Este es un modelo para la enfermedad de la retina y emula la retina in vivo. Hasta cierto punto, podría reemplazar los experimentos con animales. El protocolo está optimizado para la calidad y cantidad de los precursores de fotorreceptores en los organoides de la retina, y el fotorreceptor es la clave para varias condiciones de ceguera irreversible.
Comience cultivando las células madre embrionarias humanas, o hESCs, en condiciones libres de alimentador. Para hacerlo, cubra un pocillo de una placa de seis pocillos con un mililitro de 100 microgramos por mililitro de reactivo A, e incube la placa a 37 grados centígrados durante al menos media hora. Descongele una alícuota de un millón de hESCs y centrifugarla a 200 xg durante cinco minutos.
Después de retirar el sobrenadante, siembre las células en la placa previamente recubierta, junto con dos mililitros de reactivo B.Pase las células después de alcanzar aproximadamente el 80% de confluencia alrededor de cuatro días. Después de alcanzar la confluencia, lave las células con DPBS precalentado y transfiéralas a 500 microlitros de reactivo recién preparado. Luego, incubar las células durante 3,5 minutos a 37 grados centígrados y 5% de dióxido de carbono.

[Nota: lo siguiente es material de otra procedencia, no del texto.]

PR #79, opened 2017-03-20
Make general channels multi-language v2

Neo2003:
Now compile properly on Windows AND Linux.
I dropped honor part for now so that gcc is happy.

Neo2003

### DIFF
--- a/src/game/Chat/Channel.cpp
+++ b/src/game/Chat/Channel.cpp
@@ -625,11 +625,7 @@ void Channel::Say(ObjectGuid p, const char *what, const char* chanName, uint32 l
     int32 playerRank = 0;
 
     if (plr)
-    {
         sec = plr->GetSession()->GetSecurity();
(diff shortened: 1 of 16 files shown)


Neo2003:
I have Defense channel requirements coded and working on both Windows and Linux, but since it depends on this one, I will open a PR for it when this one is merged.

m-laniakea:
The general channels were changed specifically not to be multi-language.
We want English to be spoken in general, major cities, etc.

People are free to communicate in whatever language they wish in private or in guild chat.

Neo2003:
I understand, but from non English client, we can't talk nor read what is written in general channels because the channels have not the same name. The purpose of this patch is to enable from any language client to read/talk in these channels. After, for me it's a question of server rules to enforce the use of English only on general channels which seams obvious.

StadenElysium:
Reverted due to major performance issues that require investigation.

ryancheung:
😅

Issue #71, opened 2017-03-19
Druid aquatic form missing


SinisterMatti:
On Anathema since the last patch when shifting into aquatic form druids stay in the caster form, but still have the swim speed buff and underwater breathing.

henkethebenke:
Are you alliance or horde? Isn't [this row](https://github.com/elysium-project/server/blob/43452c0d9cdce841bef71c592a381c38fb68d37a/src/game/Spells/SpellAuras.cpp#L1982) kind of strange? I don't have a test environment working on this computer so I can't help.

SinisterMatti:
I'm horde, and I've confirmed with other tauren druids that they're having the same issue.

AndersSahlin:
[https://github.com/cmangos/mangos-classic/blob/master/src/game/SpellAuras.cpp#L1537](mangos) has the same model id for both factions. Not sure if that's right but at least it's better than nothing...

PR #83, opened 2017-03-21
Possible fix for #71

henkethebenke:
Same as cmangos. #71


StadenElysium:
I'm not sure who broke that or why, and without history, I guess I'll never know for sure. The old version looked like this:
```
        case FORM_AQUA:
            if (Player::TeamForRace(target->getRace()) == ALLIANCE)
                modelid = 2428;
            else
                modelid = 2428;
            break;
```

PR #85, opened 2017-03-21
Fix French translation, current one is based on 3.0+

Neo2003:
Current French translation is not Vanilla but from a version 3 or 4 of WoW.
Ex: City names were not translated from English at 1.12 time
Many creatures names are wrong and are from Cataclysm.

Data source: A project I started more than 10 years ago using hundreds of WDB from 1.12 then the project was leaded by a French translation team for many years using bestiary and other sources.

It updates only update French locale and does not touch other translations.

Signed-off-by: Neo2003 <Neo.2003@Hotmail.fr>


m-laniakea:
Good work, this has my approval. There is quite a bit of junk, but it seems those lines won't affect anything.
I will do a bit more testing on in tomorrow and create backups.

spectras:
Sounds great. I might consider installing the French client again. I've been using exclusively English clients since Blizzard team renamed famous places and items, breaking their connection to Warcraft 3 lore.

Separe las celdas moviendo el costado y la parte inferior de la placa durante unos segundos y agregue 500 microlitros de uno mediano preparado. Cosecha las células desprendidas en un nuevo tubo de 1,5 mililitros y pipeta la suspensión celular hacia arriba y hacia abajo. Para el recuento celular, agregue 100 microlitros de suspensión celular a 900 microlitros de DPBS.
Diluir los 900 microlitros de la suspensión celular restante con uno mediano en la placa de Petri para lograr nueve veces 10 a la cuarta celdas de potencia por mililitro. Agregue 100 microlitros de suspensión celular diluida a cada pocillo de una placa no adherente, con fondo en V y de 96 pocillos. Gire ligeramente la placa en una agitadora de baja velocidad durante cinco minutos e incube a 37 grados centígrados y 5% de dióxido de carbono hasta el segundo día.
En el segundo día, agregue 20 microlitros de reactivo A al 1% a cada pocillo de la placa de 96 pocillos y pipete dos veces en el centro para dispersar las células muertas. Limpie el fondo del plato antes de incubarlo a 37 grados centígrados y 5% de dióxido de carbono hasta el día seis. En el día seis, reemplace 58 microlitros del medio con 60 microlitros de medio fresco y continúe la incubación.
El día 12, cosecha los gránulos celulares de la placa de 96 pocillos en un tubo cónico de 15 mililitros, y deja que los gránulos se asienten naturalmente durante cinco minutos a temperatura ambiente. Cuando los gránulos se asienten, retire el sobrenadante sin alterar los organoides y transfiera los agregados celulares a un plato de suspensión de 10 centímetros que contenga 18 mililitros de medio dos con reactivo A.Incubar el plato a 37 grados centígrados y 5% de dióxido de carbono hasta el día 18. El día 18, confirmar la generación de una vesícula óptica semitransparente en la placa, y cortar los organoides generados con un cuchillo microquirúrgico.
Agregue todos los pellets cortados al centro del plato. Luego, cosecha las células en un tubo cónico Falcon de 15 mililitros. Cuando las células se asienten, retire suavemente el sobrenadante y resuspenda los gránulos en dos placas de Petri de 10 centímetros con 18 mililitros de medio, tres por plato.
Transfiera suavemente los platos a la incubadora para evitar la agregación celular. Continuar cultivando las células, cambiando el medio semanalmente. Analizar la expresión de CRX desde el día 45 hasta el día 120.
En este análisis representativo, se muestran varias etapas de la generación de la retina humana. En el sexto día, los organoides aparecieron como un agregado de conexiones densas dentro de un borde brillante con un diámetro de alrededor de 600 micrómetros. El día 12, tuvo lugar la generación inicial de las estructuras en forma de vesícula óptica.
Los organoides sin una arquitectura adecuada similar a vesículas fueron descartados antes de cultivarse en una placa de Petri el día 18. Para el día 30 del cultivo, la arquitectura en forma de vesícula era más obvia, y las RO inferiores podían distinguirse y eliminarse fácilmente. A partir del día 45, los organoides expresaron varios marcadores de precursores de fotorreceptores, como CRX, RCVRN y OTX2.
Al escindir los organoides retinianos superiores, la eficiencia de diferenciación se mejora significativamente y se podrían cosechar más de 100 organoides superiores de 96 placas.